Even without a full script, much can be gleaned from the skinny “Play: Acquired or Inherited?” folder. And yet, there are many questions left unanswered. What role did Eugene/Eugenie play in facilitating Jean’s marriage? How did the comedic figures shape the story’s narrative? What physical differences were made visible using props, costumes, make up, and gestures? And why did the ERO stop performing the play (or stop saving cast lists) after 1913? While this folder only gives a small glimpse into this fascinating moment of eugenics history, it shows how eugenicists were thinking about their work as something worth being celebrated on the stage. 
 

References

  1. Nicole Hahn Rafter, White Trash: The Eugenic Family Studies: 1877-1919 (Northeastern University Press, 1988), 29.
  2. Cold Spring Harbor Song Book,” n.d. Waclaw T. Szybalski Collection. Cold Spring Harbor Laboratory Archives. In addition to the song book referenced, the students’ annual magazine “The Hooper Up” describes the boat trips and their love for clambakes. Charles Davenport’s daughter, Jane, was a regular contributor and illustrator.
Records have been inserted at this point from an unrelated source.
PR #1296, opened 2019-07-10
Mapper uses Session to allow for pluggable request proccessors (e.g. GuavaSession etc)

fromanator:
Motivation:

The initial implementation of Mapper required a CqlSession be passed to it to use for queries.
However when trying to implement a custom request processor following the GuavaSession example this
caused issues:

Caused by: java.lang.IllegalArgumentException: No request processor found for com.datastax.oss.driver.internal.core.cql.DefaultPrepareRequest@2d88361b
    at com.datastax.oss.driver.internal.core.session.RequestProcessorRegistry.processorFor(RequestProcessorRegistry.java:74)
    at com.datastax.oss.driver.internal.core.session.DefaultSession.execute(DefaultSession.java:205)
    at com.datastax.oss.driver.api.core.CqlSession.prepareAsync(CqlSession.java:196)
    at com.datastax.oss.driver.internal.mapper.DaoBase.prepare(DaoBase.java:60)
    at CarDAOImpl__MapperGenerated.initAsync(CarDAOImpl__MapperGenerated.java:105)
    ... 33 more

Since I overrode the CqlSession with my own that would handle asynchronous queries using Ratpack Promies (similar to Guava ListenableFuture).

Thus I felt it made sense to change the Mapper code to use the more generic Session interface, since this allows for better support for
those who are using their own custom request processeors.

Result:

I had added a simple test in where the Mapper is configured to use the existing GuavaSession example instead of the CqlSession, and it all works.

### DIFF
--- a/integration-tests/src/test/java/com/datastax/oss/driver/example/guava/mapper/CarITBase.java
+++ b/integration-tests/src/test/java/com/datastax/oss/driver/example/guava/mapper/CarITBase.java
@@ -1,0 +1,121 @@
+/*
+ * Copyright DataStax, Inc.
+ *
+ * Licensed under the Apache License, Version 2.0 (the "License");
+ * you may not use this file except in compliance with the License.
+ * You may obtain a copy of the License at
+ *
+ * http://www.apache.org/licenses/LICENSE-2.0
+ *
+ * Unless required by applicable law or agreed to in writing, software
+ * distributed under the License is distributed on an "AS IS" BASIS,
+ * WITHOUT WARRANTIES OR CONDITIONS OF ANY KIND, either express or implied.
+ * See the License for the specific language governing permissions and
+ * limitations under the License.
+ */
+package com.datastax.oss.driver.example.guava.mapper;
+
+import com.datastax.oss.driver.api.mapper.annotations.Entity;
+import com.datastax.oss.driver.api.mapper.annotations.PartitionKey;
+import com.datastax.oss.driver.api.testinfra.ccm.CcmRule;
+import com.datastax.oss.driver.shaded.guava.common.collect.ImmutableList;
+import java.util.List;
+import java.util.Objects;
+import java.util.UUID;
+
+public abstract class CarITBase {
+  protected static GuavaSessionGetEntityIT.Car SAAB93 =
+      new GuavaSessionGetEntityIT.Car(UUID.randomUUID(), "SAAB", "9-3", 1999);
+  protected static GuavaSessionGetEntityIT.Car SAAB900 =
+      new GuavaSessionGetEntityIT.Car(UUID.randomUUID(), "SAAB", "900", 1993);
+
+  protected static List<String> createStatements(CcmRule ccmRule) {
+    ImmutableList.Builder<String> builder =
+        ImmutableList.<String>builder()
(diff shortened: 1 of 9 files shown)


olim7t:
Hi,

That's how we had it in early mapper prototypes, but since the mapper expects the default CQL processors to be present anyway, it wasn't much of a stretch to require the `CqlSession` interface, and that makes the generated code (and user-provided `@QueryProvider` implementations) slightly simpler.

Can't you have you custom session implement `CqlSession`? I understand that you might not want to expose it everywhere, but with a hierarchy of interfaces it should be manageable:

```java
interface MySession extends CqlSession, RatpackSession
```

Either your session builder returns a `MySession`, and you pass `(RatpackSesssion)session` to client code that shouldn't have access to the CQL stuff.
Or the other way: your session builder declares `RatpackSession` as the return type for `build()`, but you know you can safely cast to `CqlSession` when you build a mapper instance.

fromanator:
Ah I think I kind of follow.

If you look at how the `GuavaSession` and `GuavaDriverContext` examples it looks like it excludes the `CqlRequestAsyncProcessor` and `CqlPrepareAsyncProcessor` from being registered as processors, and instead has the `GuavaSession` handle  `ASYNC` and `ASYNC_PREPARED`. So if we changed the `GuavaSession` to handle `LISTENABLE_FUTURE` and `LISTENABLE_FUTURE_PREPARED` and also registered the default CqlRequest processors it would work.

I think the challenge actually is (that my pr doesn't address) having the mapper return the asynchronous type that you want to use. For instance if `GuavaSession` extended off `CqlSession` so it can be used with the mapper, you would want something like this for the mapper:

```
@Select
ListenableFuture<Product> findByIdAsync(UUID productId);
```

However you're forced to have this instead:

```
@Select
CompletionStage<Product> findByIdAsync(UUID productId);
```

Thus you would have to put some glue code around your mapper calls to convert the `CompletionStage` into your preferred `ListenableFuture` return type to be used in your code.

However I think that supporting this use case of generic return types in the mapper and code generating it would be pretty challenging (but not impossible). For now I may just have to have some wrapper code to convert the `CompletionStage` returned by the mapper into my desired type.

olim7t:
As it turns out, that logic to plug custom return types already exists in the mapper 😃 (we have plans to support additional types in an upcoming release of the DSE driver). But your intuition is correct, it is pretty involved: you would have to build your own mapper artifact in order to subclass `MapperProcessor`; also it can't simply depend on the original artifact, because you want to replace the service descriptor so that only the new processor runs (we solve that by shading the original JAR). And finally you're coding against internal APIs.

To be honest, I think that's a bit too complicated for a 3rd-party implementation. It's probably more reasonable to wrap. You can either declare default methods directly on the DAO interfaces (but then the original methods are still visible to the client); or just write wrapper types for the mapper and DAOs.

fromanator:
Yeah I'll probably go the wrapping route, more stable than integrating with the internal API, and easier.

I think I will update this PR to revert changing CqlSession -> Session and instead just update the Guava example to extend off CqlSession and show how you can use the mapper with it. Hoping that the code example would be useful for others.

Right now working on the Ratpack Promise implementation as an internal company project. But with the plan of eventually open sourcing it. 

So far very happy with the direction the new driver is going, it makes it a lot more versatile and compostable for what can be implemented now versus the old 3.x codebase.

See “The Hooper Up,” The Brooklyn Institute of Arts and Sciences–Biological Laboratory Collection, Cold Spring Harbor Laboratory Archives.
  3. For more information about Jewish stereotypes during this time, see Harley Erdman, Staging the Jew: The Performance of an American Ethnicity, 1860-1920 (Rutgers University Press, 1997), 114-143. For a longer history of Jews on the American stage, see Heather Nathans, Hideous Characters and Beautiful Pagans Performing Jewish Identity on the Antebellum American Stage (University of Michigan Press, 2017).